Although it is well known that administration of the selective β(2)-adrenergic agonist
clenbuterol (CB) protects muscle following
denervation (DEN), the underlying molecular mechanism remains unclear. We report that in vivo treatment with CB (3 mg/kg sc) for 3 days induces antiproteolytic effects in normal and denervated rat soleus muscle via distinct mechanisms. In normal soleus muscle, CB treatment stimulates
protein synthesis, inhibits Ca(2+)-dependent proteolysis, and increases the levels of
calpastatin protein. On the other hand, the administration of CB to DEN rats ameliorates the loss of muscle mass, enhances the rate of
protein synthesis, attenuates hyperactivation of proteasomal and lysosomal proteolysis, and suppresses the transcription of the lysosomal
protease cathepsin L and of atrogin-1/MAFbx and MuRF1, two
ubiquitin (Ub)
ligases involved in
muscle atrophy. These effects were not associated with alterations in either
IGF-I content or Akt phosphorylation levels. In isolated muscles, CB (10(-6) M) treatment significantly attenuated DEN-induced overall proteolysis and upregulation in the
mRNA levels of the Ub
ligases.
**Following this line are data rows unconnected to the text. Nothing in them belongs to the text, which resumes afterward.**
PR #3723, opened 2025-02-12
Fix: Adjust `disclosure__list` dropdown position for RTL layout in header localization

heXaCo0l:
Ensured the dropdown aligns correctly and remains fully visible without causing overflow.


heXaCo0l:
I have signed the CLA!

Similar responses were observed in denervated muscles exposed to 6-BNZ-cAMP (500 μM), a PKA activator. The in vitro addition of
triciribine (10 μM), a selective Akt inhibitor, did not block the inhibitory effects of CB on proteolysis and Ub
ligase mRNA levels. These data indicate that short-term treatment with CB mitigates DEN-induced
atrophy of the soleus muscle through the stimulation of
protein synthesis, downregulation of
cathepsin L and Ub
ligases, and consequent inhibition of lysosomal and proteasomal activities and that these effects are independent of Akt and possibly mediated by the cAMP/PKA signaling pathway.